#### [Aim of the exercise]
Give the number of lines below that hold the string "effect", and nothing more.

#### [Provided information]

--------------------

PR #404, opened 2022-06-02
Add more integration tests

hg:
A few more tests mostly related to device configuration. These will fail without #403.

https://github.com/hg/tinc/actions/runs/2428377765

I think all of the easy pickings are covered. The remaining variables are used deep in tincd internals and require lots of setup to test (often needing root and functioning network, and thus only working on Linux). I'll continue adding tests for them, but more slowly because of this.

### DIFF
--- a/test/integration/device_multicast.py
+++ b/test/integration/device_multicast.py
@@ -1,0 +1,92 @@
+#!/usr/bin/env python3
+
+"""Test multicast device."""
+
+import os
+import socket
+import struct
+import time
+
+from testlib import check
+from testlib.log import log
+from testlib.proc import Tinc, Script
+from testlib.test import Test
+
+MCAST_ADDR = "224.15.98.12"
+PORT = 38245
+
+
+def multicast_works() -> bool:
+    """Check if multicast is supported and works."""
+
+    msg = b"foobar"
+
+    try:
+        with socket.socket(socket.AF_INET, socket.SOCK_DGRAM) as server:
+            server.bind((MCAST_ADDR, PORT))
+
+            req = struct.pack("=4sl", socket.inet_aton(MCAST_ADDR), socket.INADDR_ANY)
+            server.setsockopt(socket.IPPROTO_IP, socket.IP_ADD_MEMBERSHIP, req)
+
+            with socket.socket(socket.AF_INET, socket.SOCK_DGRAM) as client:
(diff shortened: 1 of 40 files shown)


test/integration/device_multicast.py
```diff
@@ -0,0 +1,83 @@
...
+from testlib.log import log
+from testlib.proc import Tinc, Script
+from testlib.test import Test
+
+
+def have_multicast() -> bool:
+    """Can we run multicast tests?"""
+
+    if platform.system() != "Linux":
+        return False
```
gsliepen, line 22: Hm, multicast should work everywhere. If you want to test if the operating system it's running on support multicast, maybe just create two multicast enabled sockets in Python and check if they can send/receive to each other?

test/integration/bind.py
```diff
@@ -0,0 +1,94 @@
...
+
+ADDRESSES = ("127.253.85.1", "127.253.85.2", "127.253.85.3")
+
+
+def get_listen_sockets(proto: str) -> str:
+    """Get a list of the currently listening sockets (ss output)."""
+    listen = subp.run(
+        ["ss", f"-nl{proto[0]}"], check=True, stdout=subp.PIPE, encoding="utf-8"
+    )
+    return listen.stdout
```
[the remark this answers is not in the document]
hg: Split into two tests as you suggested. One of them is still using `ss` because we need some way to check that UDP sockets are listening. Since we need to figure out which interfaces and addresses are available, and there's no way to do this in a cross-platform way, the test is tied to Linux and `ip addr` in any case.

TCP is checked with Python's `socket`.

test/integration/device_multicast.py
hg: Thanks, that was pretty stupid of me. As to why this check is needed at all, Windows doesn't support multicast without (it seems) additional configuration. I've also run into this on Linux (can't remember the exact setup, probably a `dummy` device with broadcast disabled and `lo` down). So it is possible.

gsliepen: You're right, if we can't guarantee the network setup (it could even be firewall rules blocking multicast packets), then this test might be problematic. Maybe it should only be run in a network namespace then...

gsliepen: But it looks good enough.

Issue #255, opened 2020-12-10
Client hangs on invalid invitation


haering:
I'm using tinc 1.1pre17.

When trying to connect to a server with a invalid invitation (maybe used before or completly invalid) the server denies the invitation but the client hangs on connecting.

Server log:
```
VPN     | Connection from client port 59781
VPN     | Peer client port 59781 tried to use non-existing invitation [Invitationcode]
VPN     | Closing connection with <unknown> (client port 59781)
```
Client log:
```
.\tinc.exe  join server:655/[Invitationcode]
Connected to server port 655...
```
The expected behaviour would the client exiting with an error code instead of waiting.

PR #405, opened 2022-06-04
Notify 'tinc join' about invitation errors

hg:
See #255

# New server, new client

```
Connected to localhost port 13394...
Request rejected: invitation is invalid or missing.
Invitation cancelled.
(exit code 1)
```

# New server, old client

```
Connected to localhost port 13394...
Invitation cancelled.
(exit code 1)
```

# Old server, new client

```
Connected to localhost port 655...
(10-second pause)
Timed out waiting for server to reply.
(exit code 1)
```

I'll refactor sptps record codes (`1`/`2`/`3`) in a separate PR.

### DIFF
--- a/src/invitation.c
+++ b/src/invitation.c
@@ -1196,6 +1196,21 @@ static bool invitation_receive(void *handle, uint8_t type, const void *msg, uint
 	return true;
 }
 
+bool wait_socket_recv(int fd) {
+	fd_set fds;
+	FD_ZERO(&fds);
+	FD_SET(fd, &fds);
+
+	struct timeval tv = {.tv_sec = 5};
+
+	if(select(fd + 1, &fds, NULL, NULL, &tv) != 1) {
+		fprintf(stderr, "Timed out waiting for the server to reply.\n");
+		return false;
+	}
+
+	return true;
+}
+
 int cmd_join(int argc, char *argv[]) {
 	free(data);
 	data = NULL;
@@ -1320,6 +1335,7 @@ next:
 			freeaddrinfo(ai);
 			free(b64_pubkey);
 			ecdsa_free(key);
+			fprintf(stderr, "Could not connect to inviter. Please make sure the URL you entered is valid.\n");
 			return 1;
 		}
 	}
@@ -1383,7 +1399,7 @@ next:
 	}
 
 	if(memcmp(hishash, hash, 18)) {
-		fprintf(stderr, "Peer has an invalid key!\n%s\n", line + 2);
+		fprintf(stderr, "Peer has an invalid key. Please make sure you're using the correct URL.\n%s\n", line + 2);
 		ecdsa_free(key);
 		return 1;
 
@@ -1409,7 +1425,7 @@ next:
 		goto exit;
 	}
 
-	while((len = recv(sock, line, sizeof(line), 0))) {
+	while(wait_socket_recv(sock) && (len = recv(sock, line, sizeof(line), 0))) {
 		if(len < 0) {
 			if(sockwouldblock(sockerrno)) {
 				continue;
@@ -1452,7 +1468,7 @@ exit:
 	closesocket(sock);
 
 	if(!success) {
-		fprintf(stderr, "Invitation cancelled.\n");
+		fprintf(stderr, "Invitation cancelled. Please try again and contact the inviter for assistance if this error persists.\n");
 		return 1;
 	}
 
--- a/doc/tinc.conf.5.in
+++ b/doc/tinc.conf.5.in
@@ -384,7 +384,7 @@ This only has effect when
 .Va Mode
 is set to
 .Qq switch .
-.It Va MaxConnectionBurst Li = Ar count Pq 100
+.It Va MaxConnectionBurst Li = Ar count Pq 10
 This option controls how many connections tinc accepts in quick succession.
 If there are more connections than the given number in a short time interval,
 tinc will reduce the number of accepted connections to only one per second,
--- a/doc/tinc.texi
+++ b/doc/tinc.texi
@@ -1153,7 +1153,7 @@ This option controls the amount of time MAC addresses are kept before they are r
 This only has effect when Mode is set to @samp{switch}.
 
 @cindex MaxConnectionBurst
-@item MaxConnectionBurst = <@var{count}> (100)
+@item MaxConnectionBurst = <@var{count}> (10)
 This option controls how many connections tinc accepts in quick succession.
 If there are more connections than the given number in a short time interval,
 tinc will reduce the number of accepted connections to only one per second,
--- a/src/invitation.h
+++ b/src/invitation.h
@@ -23,4 +23,8 @@
 int cmd_invite(int argc, char *argv[]);
 int cmd_join(int argc, char *argv[]);
 
+// Wait until data can be read from socket, or a timeout occurs.
+// true if socket is ready, false on timeout.
+bool wait_socket_recv(int fd);
+
 #endif
--- a/src/tincctl.c
+++ b/src/tincctl.c
@@ -495,6 +495,10 @@ bool recvline(int fd, char *line, size_t len) {
 	}
 
 	while(!(newline = memchr(buffer, '\n', blen))) {
+		if(!wait_socket_recv(fd)) {
+			return false;
+		}
+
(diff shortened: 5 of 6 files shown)


src/protocol_auth.c
```diff
@@ -189,7 +193,7 @@ static bool receive_invitation_sptps(void *handle, uint8_t type, const void *dat
 	}
 
 	if(type != 0 || len != 18 || c->status.invitation_used) {
-		return false;
+		return notify_invitation_error(c, "bad request");
```
gsliepen, line 196: This changes the return value from `false` to `true`, meaning the connection will stay open. We want it to be closed right after sending the error message.

hg: How about using a separate status flag in `connection_t`? I don't think there's a way to flush the output buffer *right now* without blocking the thread for an indeterminate amount of time (which is why connection termination was left to the client). If we return `false` here, the connection is terminated without sending anything.

gsliepen: Ah yes. The problem is that an attacker might try to join using a false invitation. We don't want them to tie up resources unnecessarily, and we also don't want to give them information that might be used to determine if parts of the join request are valid. So I'm thinking we should not notify tinc join about errors at all. If the connection is closed prematurely, that's the sign that the invitation was not accepted.

hg: Makes sense. I removed tarpit for both phases of the connection (pre & post-sptps) since (as you say) the only thing it does it tie up server resources and confuse users (re #255). Calling tarpit on connection burst seems to take care of script kiddies with dictionary bruteforce without worsening experience for legitimate users.

Thanks for spending time on this, I know you could have added this yourself in about 5 seconds; review takes a lot more effort.

src/invitation.c
```diff
@@ -1196,6 +1196,10 @@ static bool invitation_receive(void *handle, uint8_t type, const void *msg, uint
 	return true;
 }
 
+static void invitation_rejected(void) {
+	fprintf(stderr, "Invitation rejected. Please consult server logs for details.\n");
+}
```
gsliepen, line 1201: You're right that the current (lack of) error message is bad. However, telling the person that does a `tinc join` to check server logs is not very helpful; they might not be the ones running the server. Maybe something like "contact the inviter for more details" might be better.

The other issue is that there are different ways to fail that even the client can distinguish. For example, I see you call this function also in case that it could not resolve the hostname in the invitation URL. That actually means the invitation was never used, so it isn't rejected. Only after sending the server the cookie can the invitation be rejected. If the connection is dropped before that, or if there is some name lookup problem, I think the error message should be "Could not contact the inviter."

Around line 1307, where we have `if (!ai)`, that's where we should explicitly give the error message "Could not resolve address from invitation URL", as `str2addrinfo()` will not print anything itself in this case.

src/net.c
```diff
@@ -303,7 +303,9 @@ static void periodic_handler(void *data) {
 
 void handle_meta_connection_data(connection_t *c) {
 	if(!receive_meta(c)) {
-		if(!c->status.control) {
+		// Terminate invitation connections right away since
+		// hanging connections confuse and frustrate users
+		if(!c->status.control && !c->status.invitation) {
```
gsliepen, line 308: I did say we should not spend resources on botched join connections, but we should tarpit those connections anyway. The tarpit will automatically close connections if there are too many of them, so it only uses a fixed number of filedescriptors. We do want to frustrate attackers who are trying joins.

src/protocol_auth.c
gsliepen: See my comment about tarpitting in the code. I might have done this in 5 seconds, if I've had the idea of improving this. But you are doing a lot of work now that I might not even have attempted, and doing things different that what I would have done sometimes gives me a new perspective. So I'm fine with these reviews taking more effort, it's a net positive IMO :)

hg:
Not sure it's possible to resolve #255 properly if we want to both tarpit suspicious connections, and not leave the user hanging (since every failing connection is treated as suspicious).

I added timeouts to both places where client could hang and didn't touch the server,

<details>

<summary>aside</summary>

although TBH I don't see what prevents a malicious actor from doing the same. Something like Go makes writing these things really easy: start `MaxConnectionBurst` goroutines, split a dictionary between them, and try words in a loop with a 1-second timeout until one of them goes through (which both works around the tarpit, and prevents you from running into connection burst limits).

Or even something like this:

```sh
while read -rp word; do
  url=$(build_url "$word")
  timeout 1 tinc join nsa.gov/"$url" && {
    echo "success: $word"
    exit 0
  }
done
```

Start ten of them in parallel (using the appropriately named GNU `parallel`) until one finds something.

I guess this can be prevented by remembering IPs and adding per-IP limits, but with increasing use of CGNAT it may do more harm than good (a bad guy can buy hundreds of proxies for pennies, or just use tor).

Purely in theory, if connection is closed by the server, the client can guess the reason by accurate timing, but this can be worked around by closing it after a randomly generated delay.

---

</details>

`tinc join` output has been updated to encourage the user to seek assistance if repeated joins fail to work. All possible code paths seem to provide their own error messages already (including `str2addrinfo()`: it lets you know when it fails to look up a domain).

<details>

<summary>A few examples (covered by new tests)</summary>

There are basically three error modes:

- obviously bad URL (we notify the user of that)
- connection error (the problem can be on either side of the connection; we ask to double-check the URL, maybe they copied it wrong)
- server error (probably; we ask the user to retry and contact the guy on the other side if it doesn't help)


## bad domain

```
$ /tmp/build/src/tinc -c i join frobnicator:13394/C92j2YTpTzZoiS3bR_-F873nMr9bDxW5Ut4ONNrhyN8-_10g
Error looking up frobnicator port 13394: Name or service not known
```

## bad url

```
$ /tmp/build/src/tinc -c i join frobnicator
Invalid invitation URL.
```

## bad port

```
$ /tmp/build/src/tinc -c i join localhost:1337/QUAuoWrDjKB6QT1IJhpmydsSCC2N2B3-6NnCeXpEeNZauuif
Could not connect to 127.0.0.1 port 1337: Connection refused
Could not connect to inviter. Please make sure the URL you entered is valid.
```

## URL from another server

```
$ /tmp/build/src/tinc -c i join 'localhost:13394/vaMdJSNRsKa834yYbPCP2JV2oFHTYsKgooYiRJrmV9GRvdf1'
Connected to localhost port 13394...
Peer has an invalid key. Please make sure you're using the correct URL.
9CErgCAUk1R4ugLUxCmODMHbP+682Smt+XxVTTr7joB
```

## broken secret

```
$ /tmp/build/src/tinc -c i join frobnicator:13394/C92j2YTpTzZoiS3bR_-F873nMr9bDxW5Ut4ONNrhyN8-_10
Invalid invitation URL.
```

## almost correct URL (one char replaced)

```
ERROR   Peer 127.0.0.1 port 42572 tried to use non-existing invitation yNC0rjfFMcs-oC1lpHMBCndl
```

```
$ /tmp/build/src/tinc -c i join localhost:13394/QUAuoWrDjKB6QT1IJhpmydsSCC2N2B3-6NnCeXpEeNZauuif
Connected to localhost port 13394...
(5-second pause)
Timed out waiting for the server to reply.
Invitation cancelled. Please try again and contact the inviter for assistance if this error persists.
```

## `invitations` removed from the server

Error before sptps is established

```
ERROR   Got invitation from 127.0.0.1 port 53768 but we don't have an invitation key
```

```
$ /tmp/build/src/tinc -c i join 'localhost:13394/vaMdJSNRsKa834yYbPCP2JV2oFHTYsKgooYiRJrmV9GRvdf1'
Connected to localhost port 13394...
(5-second pause)
Timed out waiting for the server to reply.
Invitation cancelled. Please try again and contact the inviter for assistance if this error persists.
```

## bad URL

Error after sptps is established

```
ERROR   Peer 127.0.0.1 port 38490 tried to use non-existing invitation DYihGIhImzevayj1U1WCBA_c
```

```
$ /tmp/build/src/tinc -c i join localhost:13394/C92j2YTpTzZoiS3bR_-F873nMr9bDxW5Ut4ONNrhyN8-_10g
Connected to localhost port 13394...
(5-second pause)
Timed out waiting for the server to reply.
Invitation cancelled. Please try again and contact the inviter for assistance if this error persists.
```

</details>

gsliepen:
Tarpitting is not a perfect defense at all, but it does help against low volume attacks. Having timeouts in the client is a good thing to add, even if we didn't tarpit. The new error messages are a huge improvement!

PR #445, opened 2023-12-12
Add distribution specific package installation instructions

marek22k:


INSTALL.md
gsliepen, line 1: When rendered to HTML, these lines will just form one paragraph. To ensure they stay separate lines, make them bullet lists. I would also just have one list of installation instructions that include all packages, as the distributions carry all dependencies.

gsliepen (changes requested):

INSTALL.md
marek22k: Thanks for the hints! I have now placed the installation of all dependencies under the new item "Linux".

gsliepen (approved):

gsliepen:
Merged in commit a3328b5886bb13f582bf23631761d348f4dba26d. Thanks!

PR #446, opened 2023-12-12
Correct a type mismatch

marek22k:
In one place in the source code, the debug level of type `int` was used and in other places of type `debug_t`. This commit introduces a change so that the type `debug_t` is used in both places. This also resolves a compiler warning.

### DIFF
--- a/src/info.c
+++ b/src/info.c
@@ -26,7 +26,7 @@
 #include "tincctl.h"
 #include "utils.h"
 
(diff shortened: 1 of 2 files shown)


gsliepen (approved):

gsliepen:
Merged in commit 6e6dcbc7e77fbc4f7873b6e40c911b7038a6a648. Thanks for the fix!

PR #485, opened 2026-04-03
fix: resolve -Wdiscarded-qualifiers warnings in ifconfig_route and complete_config

heitbaum:
In ifconfig_route, remove const from the value parameter as it is written through via sep (*sep++ = 0) and is only called from finalize_join() with a mutable buffer.

In complete_config, change dot to const char* as it is only used for pointer arithmetic and reading, never written through.

### DIFF
--- a/src/ifconfig.c
+++ b/src/ifconfig.c
@@ -178,7 +178,7 @@ void ifconfig_address(FILE *out, const char *value) {
 #endif
 }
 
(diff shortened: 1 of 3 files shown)


gsliepen:
Cherry-picked as commit 3ae8fd111bc2390417661e09c18a6aec4d5e729f. Thanks!

PR #55, opened 2015-07-13
[ADD] document_no_unique_filenames

hbrunn:
# No unique filenames in directories

This module drops the uniqueness constraint on filenames within the same directory. This constraint only makes sense if the directories are exported to actual filesystems, which is not the case with the two standard storage options within odoo.


pedrobaeza:
Isn't better to do this on OCB?

hbrunn:
Well, it might be interesting for non-ocb-users too. Another thing is that if there's some storage implementation out there that needs unique filenames, I'd rather not break it (even though I don't know of such a thing)

document_no_unique_filenames/models/ir_attachment.py
```diff
@@ -0,0 +1,37 @@
...
+    _inherit = 'ir.attachment'
+
+    def _register_hook(self, cr):
+        cr.execute(
+            "select c.id from ir_model_constraint c, ir_model m "
+            "where c.model=m.id and m.model='ir.attachment' and "
+            "c.name='ir_attachment_filename_unique'")
+        # this function does all the magic, but only if we select all
+        # references to the constraint above, meaning all inheriting
+        # module that also declare ir.attachment
```
pedrobaeza, line 34: s/module/modules

pedrobaeza:
Minor comment, but :+1:

max3903:
:+1:

PR #56, opened 2015-07-21
[UPD] use viewerjs 0.5.7

hbrunn:
This is just a library update, the only intersting change is in `attachment_preview/static/src/js/viewerjs_tweaks.js`


pedrobaeza:
Tried on runbot and working as expected, so as this is a technical update, I fast-track it.

PR #61, opened 2015-08-19
[FIX] - document-page-approval: Fixes #60 url not valid when website module is installed.

### LINKED ISSUE #60: Module document_page_approval: URL does not match when website is installed.
The url does not work if website module is installed
http://localhost:8001/#db=test&id=1&view_type=form&model=document.page.history

It needs to be
http://localhost:8001/web#db=test&id=1&view_type=form&model=document.page.history
with /web

ghost:


pedrobaeza:
I think there's a method to get the URL prefix to avoid this manual adjustment. Can you please check it?

ghost:
> I think there's a method to get the URL prefix to avoid this manual adjustment. Can you please check it?

Hi @pedrobaeza 

As far as I know Odoo does it like this in auth_signup module res_users.py

``` python
base_url = self.pool.get('ir.config_parameter').get_param(cr, uid, 'web.base.url')
...
res[partner.id] = urljoin(base_url, "/web/%s?%s" % (route, werkzeug.url_encode(query)))
```

Do you know where can I find that method to avoid including it manually?

pedrobaeza:
OK, I thought it exists. Then :+1:

max3903:
:+1:

PR #68, opened 2015-09-16
[ADD] allow to set maximum number of records to reindex

hbrunn:
This is for situations where the amount of attachments is so huge we can't do it in one transaction


dreispt:
:+1:

pedrobaeza:
:+1:

Issue #54, opened 2015-05-06
[8.0] TypeError: function lambda at 0x7f1f2cb562a8 is not JSON serializable


alanljj:
after installed, when click menu Marketing-MassMailing, the message pop

Odoo Server Error

Traceback (most recent call last):
  File "/opt/odoo/openerp/http.py", line 530, in _handle_exception
    return super(JsonRequest, self)._handle_exception(exception)
  File "/opt/odoo/openerp/http.py", line 581, in dispatch
    return self._json_response(result)
  File "/opt/odoo/openerp/http.py", line 519, in _json_response
    body = simplejson.dumps(response)
  File "/home/odoo/odoo/lib/python2.7/site-packages/simplejson/__init__.py", line 370, in dumps
    return _default_encoder.encode(obj)
  File "/home/odoo/odoo/lib/python2.7/site-packages/simplejson/encoder.py", line 269, in encode
    chunks = self.iterencode(o, _one_shot=True)
  File "/home/odoo/odoo/lib/python2.7/site-packages/simplejson/encoder.py", line 348, in iterencode
    return _iterencode(o, 0)
  File "/home/odoo/odoo/lib/python2.7/site-packages/simplejson/encoder.py", line 246, in default
    raise TypeError(repr(o) + " is not JSON serializable")
TypeError: <function <lambda> at 0x7f1f2cb562a8> is not JSON serializable

pedrobaeza:
What module have you installed?

alanljj:
the module of document_page

akram1:
Same problem more details as follows:

Error on document_page

Odoo 8 (build 26/7/2015) Ubuntu 14.04, Postgres 9.4.1, werkzeug 0.9.6, Python 2.7.8

On a clean Odoo DB, installing document_page then installing crm_mass_mailing cause marketing manu top menu to stop working and make this error :
  File "/media/akram/Data/projects/servers/Odoo/odoo8/openerp/http.py", line 537, in _handle_exception
    return super(JsonRequest, self)._handle_exception(exception)
  File "/media/akram/Data/projects/servers/Odoo/odoo8/openerp/http.py", line 588, in dispatch
    return self._json_response(result)
  File "/media/akram/Data/projects/servers/Odoo/odoo8/openerp/http.py", line 526, in _json_response
    body = simplejson.dumps(response)
[...]

PR #82, opened 2015-12-30
Fix TypeError: function lambda at 0x7f1f2cb562a8 is not JSON serializable

max3903:
#54


max3903:
ping @alanljj, @akram1, @whoople, @ccarly

dreispt:
LGTM :+1:

PR #97, opened 2016-08-03
[FIX][document_sftp] Protect import

yajo:
This module has an unprotected import that breaks the system when `paramiko` is not installed.

@Tecnativa


hbrunn:
:+1:

lasley:
👍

--------------------

#### [Final answer]
2